Exercise goal: Below are some records. Pull every line that contains the word "local".

Input material:
# # # # # # #
Issue #376, opened 2024-03-01
fix: remove pallet instance from foreign asset construction


marshacb:
remove the unneeded addition of pallet instance junctions from foreign asset locations

PR #377, opened 2024-03-01
fix: update foreign asset location construction

marshacb:
### Description

This PR fixes a bug where foreign asset locations had their `PalletInstance` prepended to them.
This is incorrect behavior which should be removed.

### Changes
* removes `constructForeignAssetMultilocation` function from the API
* adds additional foreign asset examples for local, reserve and teleport txs
* fixes test in `resolveMultiLocation` to require the correct xcm version for the `GlobalConsensus` type

closes: [#376](https://github.com/paritytech/asset-transfer-api/issues/376)


examples/kusama/assetHub/foreignAssetTransfers/local/assetHubForeignAssetsTransfer.ts
```diff
@@ -28,8 +27,6 @@ const main = async () => {
 			['1000000000000'],
 			{
 				format: 'call',
```
bee344, line 29:
```suggestion
				format: 'call',
				xcmVersion: 3
```
This example fails otherwise

marshacb: Great catch! After considering allowing this to be optional I think it makes sense to be explicit so updated the example rather than change it

bee344 (approved):
Great work!

PR #410, opened 2024-05-24
chore(examples): update xmcVersion to safeXcmVersion

TarikGul:
This just ensures we no longer hardcode the xcmVersion but instead just pull from safeXcmVersion


marshacb (approved):
lgtm!

Issue #405, opened 2024-05-21
Improve/fix error messages


IkerAlus:
After adding features like bridges to the API certain error messages are not accurate. It would be nice to review the error cases and messages to make sure they are accurate and meaningful.

Some examples:

- When trying to transfer ROC back to Rococo relay from Rococo Asset Hub, the error message mentions Kusama:

`InvalidAsset: (SystemToRelay) assetId {"parents":"2","interior":{"X1":{"GlobalConsensus":"Westend"}}} not native to kusama. Expected KSM`

- When inputting an invalid XCM location, the message is outdated ("statemine") and does not consider XCM locations.

`InvalidAsset: assetId {"parents":"3","interior":{"X1":{"GlobalConsensus":"Westend"}}} is not a valid symbol or integer asset id for statemine`

PR #416, opened 2024-06-19
fix: improve error messages

marshacb:
This PR improves error messaging which previously only mentioned integer assetIDs and symbols as inputs by adding asset locations

closes: [#405](https://github.com/paritytech/asset-transfer-api/issues/405)


TarikGul (approved):
LGTM!

PR #444, opened 2024-10-08
fix: enable paysWithFeeDest for transferAssets

marshacb:
### Changes

This PR removes an XCM check which restricted the number of assets that could be provided when constructing a `transferAssets` extrinsic to 1. This allows for a second asset to be provided in the `assetIds` and `amounts` fields in order to be used with the `paysWithFeeDest` option for selecting a different asset to pay fees on the destination chain.


IkerAlus (approved):
LGTM

bee344 (approved):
# # # # # # #
Output for this task:
* adds additional foreign asset examples for local, reserve and teleport txs
examples/kusama/assetHub/foreignAssetTransfers/local/assetHubForeignAssetsTransfer.ts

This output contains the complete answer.